Description
In her first collection of new poems in a decade, Robyn Sarah chronicles the pandemic years with quiet wisdom and her flair for meshing the familiar with the numinous.
We’re Somewhere Else Now moves with ease from the particular to the abstract. These are poems of grief and unexpected change, of quiet awe at the human experience. Each poem is a window for the reader to look into, “lit room to lit room,” tracking desultory days of isolation and uncertainty, while also highlighting reasons to pay attention: playing with a grandchild, the rarity of a leap year, the calls of birds.

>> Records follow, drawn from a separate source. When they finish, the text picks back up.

PR #240, opened 2020-04-15
Data format

### LINKED ISSUE #54: Does model support channels_first data_format?

fsx950223:
Add channel first support.
Fix #54.

### DIFF
--- a/efficientdet/inference.py
+++ b/efficientdet/inference.py
@@ -372,6 +372,8 @@ class ServingDriver(object):
         images.append(image)
       scales = tf.stack(scales)
       images = tf.stack(images)
+      if params['data_format'] == 'channels_first':
+        images = tf.transpose(images, [0, 3, 1, 2])
       class_outputs, box_outputs = build_model(self.model_name, images,
                                                **params)
       params.update(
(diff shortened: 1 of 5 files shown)


fsx950223:
It's 0.0794ms on GPU with batch_size=1, FPS: 12.594458438287154
It's 0.0462ms on GPU with batch_size=32, FPS: 21.62466738705676
GTX 1080TI, NCHW.

efficientdet/inference.py
```diff
@@ -337,7 +337,7 @@ def __init__(self,
 
     self.signitures = None
     self.sess = None
-    self.disable_pyfun = True
+    self.disable_pyfun = False
```
mingxingtan, line 340: Is it intended to set disable_pyfun as False? Isn't tf version better?

efficientdet/inference.py
```diff
@@ -520,7 +522,7 @@ def __init__(self,
       self.params.update(dict(image_size=image_size))
     if num_classes:
       self.params.update(dict(num_classes=num_classes))
-    self.disable_pyfun = False
+    self.disable_pyfun = True
```
mingxingtan, line 525: Also here.

fsx950223:
The improvement may come from the VOC dataset rather than NCHW. Since top_k's performance highly depends on num_classes.

PR #245, opened 2020-04-16
fix annotations in inference.py

Jupanlee:
Hi! I fix Example 2 in ServingDriver, in which serve_files should be replaced with serve_images.


mingxingtan:
Thanks for the fix. Could you sign the CLA so I can merge this PR? Thanks!

mingxingtan:
Oh, looks like this is the same as the other PR. Closing this one now.

PR #246, opened 2020-04-16
Fcos

fsx950223:
I try to integrate with fcos. Could you help me to finetune the model. Thanks.


fsx950223:
Haha, I have found better solution on faster rcnn. I will open source it later. Close it temporarily.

Three poems from the collection, originally published in The New Quarterly, were nominated for a 2025 National Magazine Award in Poetry.
Praise for Robyn Sarah
“[Her poems] illuminate the reader’s privacy without destroying the poet’s. And elegant play is going on even in the most acutely painful moments of clarity, a play of pure energy.”
—Margaret Avison, Canadian Women Studies
“The cool delight of her poetry is to turn those subjects of routine forgetfulness into words that quiver in the heart . . . Sarah knows the language: its pressure points, its traditions, its crevices. Trained as a musician, she also understands flow and timing, when to sing and when to keep silent.”
—Mark Abley, Montreal Gazette
“So assured and musical is the hand that shaped them that these poems tend to memorize themselves, as though they had always formed part of our experience.”
—Eric Ormsby, Books in Canada
“Robyn Sarah’s My Shoes Are Killing Me is a lyrical power. A richly inventive, precise, meditative collection . . . This is a transformative work that continuously surprises the reader.”
—Jury citation, Governor General’s Award for Poetry 2015
“[Hers] are the sort of metaphors that poets everywhere dream of conjuring. Metaphors that in their clarity of sense, image, and sound create spaces for meaning to reside — meaning that is elusive or otherwise impossible to articulate, but that leaves the reader with a heightened sense of recognition.”